I wouldn't say my article (which you linked) extols the rise of TV over film. In fact, I argue we shouldn't be comparing them at all. One doesn't have to rise while the other falls either. I'm dismissing Wolcott's piece because his central premise pretends that these two different art forms are somehow comparable.

Tomris Laffly

Great piece Matt! Especially thank you for calling out the fact that Wolcott hasn't seen some of the best film offerings of the last year. To me, his piece tries to argue 'why TV is better', but actually ends up arguing 'why people nowadays prefer TV' instead. And that preference doesn't solely stem from the fact that TV is better (which it isn't…and I don't even think it's a relevant comparison), but also that audiences are increasingly lazy, they don't want to step out of their comfort zones by watching challenging films and thus, can't be bothered to leave their homes to invest a couple of hours (and some $$) in films like TAKE SHELTER. Wolcott doesn't touch upon this at all, unless I'm missing something. People aren't choosing to stay in because TV is simply better; but instead, TV programming is catering to the masses who had already chosen to not go to the theater. I am not denying there are many fascinating shows on TV nowadays, yet I'm seeing the cause and effect in reverse.

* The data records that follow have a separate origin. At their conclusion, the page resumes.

PR #405, opened 2023-04-08
CNS-368: fixation store fix refcount and deletions

orenl-lava:
Fix refcount handling: FixationStore entry refcount was half-baked: the latest entries had refcount 0, and the code had special handling to avoid ignoring/removing them.

Fix garbage collection logic for stale entries: (1) When entries get StaleAt field set, set a timer to fire on that block; (2) Whenever such timer fires, scan all versions of the respective index to remove eligible stale versions ("eligible" stale version is one whose preceding version is stale; the oldest version is always "eligible").

### DIFF
--- a/common/fixation_entry.go
+++ b/common/fixation_entry.go
@@ -26,8 +26,9 @@ import (
 //    - GetEntry(index, *entry): get a copy (and reference) of the latest version of an entry
 //    - PutEntry(index, block): drop a reference of a version of an entry
 //    - [TBD] RemoveEntry(index): mark an entry as unavailable for new GetEntry() calls
-//    - GetAllEntryIndex(): get all the entries indices (without versions)
-//    - AdvanceBlock(): notify of block height progress for garbage collection
+//    - GetAllEntryIndices(): get all the entries indices (without versions)
+//    - GetAllEntryVersions(index): get all the versions of an entry (for testing)
+//    - AdvanceBlock(): notify of block progress (e.g. BeginBlock) for garbage collection
 //
 // Entry names (index) must contain only visible ascii characters (ascii values 32-125).
 // The ascii 'DEL' invisible character is used internally to terminate the index values
--- a/common/fixation_entry.go
+++ b/common/fixation_entry.go
@@ -151,13 +151,7 @@ func (fs *FixationStore) AppendEntry(
 			return fs.ModifyEntry(ctx, index, block, entryData)
 		}
 
-		// if the old latest entry has refcount of 0, then update its "stale_at" time
-		// TODO: remove this when the latest entry gets its own refcount.
-		if latestEntry.Refcount == 0 {
-			// never overflows because because ctx.BlockHeight is int64
-			latestEntry.StaleAt = uint64(ctx.BlockHeight()) + uint64(types.STALE_ENTRY_TIME)
-			fs.setEntry(ctx, latestEntry)
-		}
+		fs.putEntry(ctx, latestEntry)
 	}
 
 	// marshal the new entry's data
@@ -169,7 +163,7 @@ func (fs *FixationStore) AppendEntry(
 		Block:    block,
 		StaleAt:  math.MaxUint64,
 		Data:     marshaledEntryData,
-		Refcount: 0,
+		Refcount: 1,
 	}
 
 	fs.setEntry(ctx, entry)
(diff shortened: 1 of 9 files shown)


common/fixation_entry.go
```diff
@@ -169,42 +166,66 @@ func (fs *FixationStore) AppendEntry(
...
 	iterator := sdk.KVStorePrefixIterator(store, []byte{})
 	defer iterator.Close()
 
-	for iterator.Valid() {
-		// umarshal the old entry version
-		var oldEntry types.Entry
-		fs.cdc.MustUnmarshal(iterator.Value(), &oldEntry)
+	// remove "eligible" stale entry versions, where "eligible" is either:
+	//   an entry version that follows a stale entry version, -OR-
+	//   the older entry version
```
oren-lava, line 185: oldest?

common/fixation_entry.go
```diff
@@ -169,42 +166,66 @@ func (fs *FixationStore) AppendEntry(
...
+	// rationale: we keep certain stale entry versions in order to mark -
+	// for future findEntry - that blocks from that stale entry onward are
+	// stale (otherwise, a lookup might resolve successfully with an older
+	// non-stale entry version). For this, one - the oldest - marker is
```
oren-lava, line 189: why would we need the markers to mark which entry is stale? the refCount + STALE_TIME mechanism does just that. Also, what if we want to keep the oldest version of the entry? In other words, why is the oldest entry automatically stale?

common/fixation_entry.go
```diff
@@ -256,7 +277,7 @@ func (fs *FixationStore) getUnmarshaledEntryForBlock(ctx sdk.Context, safeIndex
 		var entry types.Entry
 		fs.cdc.MustUnmarshal(iterator.Value(), &entry)
 
-		if entry.GetBlock() <= block {
+		if entry.Block <= block {
```
oren-lava, line 280: Question: why did you change from ".GetBlock()" to ".Block"? I always use getters to avoid nil dereference. Isn't it a better practice to always use getters?

common/fixation_entry.go
```diff
@@ -308,6 +329,23 @@ func (fs *FixationStore) GetEntry(ctx sdk.Context, index string, entryData codec
...
+// putEntry decrements the refcount of an entry and marks for staleness if needed
+func (fs *FixationStore) putEntry(ctx sdk.Context, entry types.Entry) {
+	if entry.Refcount == 0 {
+		panic("Fixation: prefix " + fs.prefix + ": negative refcount safeIndex: " + entry.Index)
+	}
+
+	entry.Refcount -= 1
+
+	if entry.Refcount == 0 {
+		// never overflows because because ctx.BlockHeight is int64
```
oren-lava, line 341: nit: double because

common/fixation_entry.go
```diff
@@ -320,18 +358,12 @@ func (fs *FixationStore) PutEntry(ctx sdk.Context, index string, block uint64) {
...
-	if entry.Refcount == 0 {
-		// never overflows because because ctx.BlockHeight is int64
-		entry.StaleAt = uint64(ctx.BlockHeight()) + uint64(types.STALE_ENTRY_TIME) - 1
+	if entry.Block != block {
+		panic("PutEntry with block mismatch index: " + index +
+			" got " + strconv.Itoa(int(entry.Block)) + " expected " + strconv.Itoa(int(block)))
 	}
 
-	fs.setEntry(ctx, entry)
+	fs.putEntry(ctx, entry)
```
oren-lava, line 366: why do we need an additional putEntry? why not put all the code in one function?

oren-lava (changes requested):

common/fixation_entry.go
```diff
@@ -69,6 +71,7 @@ type FixationStore struct {
 	storeKey sdk.StoreKey
 	cdc      codec.BinaryCodec
 	prefix   string
+	tstore   TimerStore
```
Yaroms, line 74: lets call it timerStore for clearance

common/fixation_entry.go
```diff
@@ -26,7 +26,9 @@ import (
 //    - GetEntry(index, *entry): get a copy (and reference) of the latest version of an entry
 //    - PutEntry(index, block): drop a reference of a version of an entry
 //    - [TBD] RemoveEntry(index): mark an entry as unavailable for new GetEntry() calls
-//    - GetAllEntryIndex(): get all the entries indices (without versions)
+//    - GetAllEntryIndices(): get all the entries indices (without versions)
```
Yaroms, line 29: do we need a module migration here?

common/fixation_entry.go
```diff
@@ -344,8 +382,15 @@ func (fs *FixationStore) createStoreKey(index string) string {
...
+func (fs *FixationStore) AdvanceBlock(ctx sdk.Context) {
+	fs.tstore.Tick(ctx)
+}
+
 // NewFixationStore returns a new FixationStore object
 func NewFixationStore(storeKey sdk.StoreKey, cdc codec.BinaryCodec, prefix string) *FixationStore {
 	fs := FixationStore{storeKey: storeKey, cdc: cdc, prefix: prefix}
+	callback := func(ctx sdk.Context, data string) { fs.deleteStaleEntries(ctx, data) }
+	tstore := NewTimerStore(storeKey, cdc, prefix).WithCallbackByBlockHeight(callback)
+	fs.tstore = *tstore
```
Yaroms, line 394: what happens if we set only one type of callback?

Yaroms (changes requested):

common/fixation_entry.go
orenl-lava: not needed - just another API that leverages the existing data format.

Yaroms (approved):

omerlavanet (approved):
very very nice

Another point is, blaming Hollywood for continuing to produce crap (and hence announcing "Film is dead. TV prevails.") is the easy way out. But the unspoken thing here is audiences choose to spend $$ on films like, say, TRANSFORMERS instead of TAKE SHELTER. Is it all Hollywood's fault?

Long story short, if there is a decline in the number of good-quality films in theaters, I blame the audiences primarily. Not the industry.